# Mezzanotte



## Renato Udine

Ciao a tutti.

Mi interessava sapere come valutate, riferendosi prettamente al momento temporale, la mezzanotte di un determinato giorno.
E' da ritenersi come momento ancora del giorno che sta per finire oppure lo stesso oramai è del nuovo giorno.
Se dicessi:
- ci vediamo a mezzanotte del 8 luglio 2007. Sicuramente non mancherei il mio appuntamento fra qualche minuto.
Ma come ben sapete, tutti gli orologi o computer che siano, alla fatidica ora cambiano immediatamente giorno e visualizzano 00:00.
Forse la mezzanotte non esiste?
Fatemi sapere
Un saluto
Renato


----------



## kdl77

Interessante questione.

Io partirei dalla considerazione che quando diciamo "la notte dell'8 luglio" intendiamo la notte che comincia la sera dell'8 e finisce la mattina del 9. Essendo mezzanotte "la metà della notte", direi che ci si riferisce alla mezzanotte a cavallo tra l'8  e il 9.

Con buona pace dei computer!


----------



## Elisabetha76

io capisco che "mezzanotte"sia le 00 ore quando comincia il nuovo giorno


----------



## sabrinita85

Per me la mezzanotte ha la durata di un secondo. 
Quello tra le 23:59:59 e le 00:00:00.

Ma visto che per me la matematica *è* un'opinione, questo messaggio è solo il frutto di un giorno di luglio


----------



## bale84

"Ufficialmente" alle 00.00 inizia il nuovo giorno.

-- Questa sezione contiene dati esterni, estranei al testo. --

PR #2952, opened 2023-05-22
Add bit depth override option.

HiFiPhile:
Add a bit depth selection box, similar to foobar.

Objective is to have a finer control of bit depth, which allows:
- Keep maximum resolution while doing volume math
- Lower resolution for testing/benchmark purpose

image

image

### DIFF
--- a/plugins/gtkui/callbacks.h
+++ b/plugins/gtkui/callbacks.h
@@ -1049,10 +1049,6 @@ on_convert16to24_toggled                (GtkToggleButton *togglebutton,
                                          gpointer       user_data);
 
 void
-on_combo_bit_override_changed                (GtkToggleButton *togglebutton,
-                                         gpointer       user_data);
-
-void
 on_reset_autostop_toggled              (GtkToggleButton *togglebutton,
                                         gpointer         user_data);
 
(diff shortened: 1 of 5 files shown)


Oleksiy-Yakovenko:
Overall looks fine, but before it can be merged -- the UI needs to be re-done using glade2,
since the interface.c file is generated by glade, and can't be modified directly.
You will need to use the version of glade from the tools folder in deadbeef git repo -- build as usual using configure / make / make install.

HiFiPhile:
Hi, I've updated the UI with glade.

Oleksiy-Yakovenko:
* Please set spacing of 8px between the elements in the new hbox
* Please change the titles to more readable "16 bit", "24 bit", "32 bit" etc -- without dash or capitalization
* I don't think the "32 bit fixed" is a thing in this context - it shoud be simply "32 bit"
* Changing this option repeatedly will crash pipewire plugin (when using pipewire output). Although it might be a pipewire bug, or pipewire plugin bug, or virtualbox bug.

HiFiPhile:
Update done.
> Changing this option repeatedly will crash pipewire plugin (when using pipewire output). Although it might be a pipewire bug, or pipewire plugin bug, or virtualbox bug.

I think it could be something else, since changing this option nearly does the same thing as check `always convert 16 bit input signal to 24 bit`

La prossima quindi sarà la mezzanotte del 10 luglio.

Ma se tu dici "ci vediamo il 9 luglio a mezzanotte" è più facile che la maggior parte delle persone venga alla mezzanotte tra il 9 e il 10, ossia tra circa 2 ore !


----------



## sabrinita85

bale84 said:


> Beata te che hai finito la sessione oggi ! io la finisco il 17.
> 
> "Ufficialmente" alle 00.00 inizia il nuovo giorno. La prossima quindi sarà la mezzanotte del 10 luglio.
> 
> Ma se tu dici "ci vediamo il 9 luglio a mezzanotte" è più facile che la maggior parte delle persone venga alla mezzanotte tra il 9 e il 10, ossia tra circa 2 ore !


Oddio, non mi incasinare proprio ora! 

A me se dicessero "ci vediamo il 9 a mezzanotte" penserei alla fine del 9 e non all'inizio del 9.
Boh, vabbè, lascio perde e non vado all'appuntamento!  O al limite cambio l'ora dell'appuntamento!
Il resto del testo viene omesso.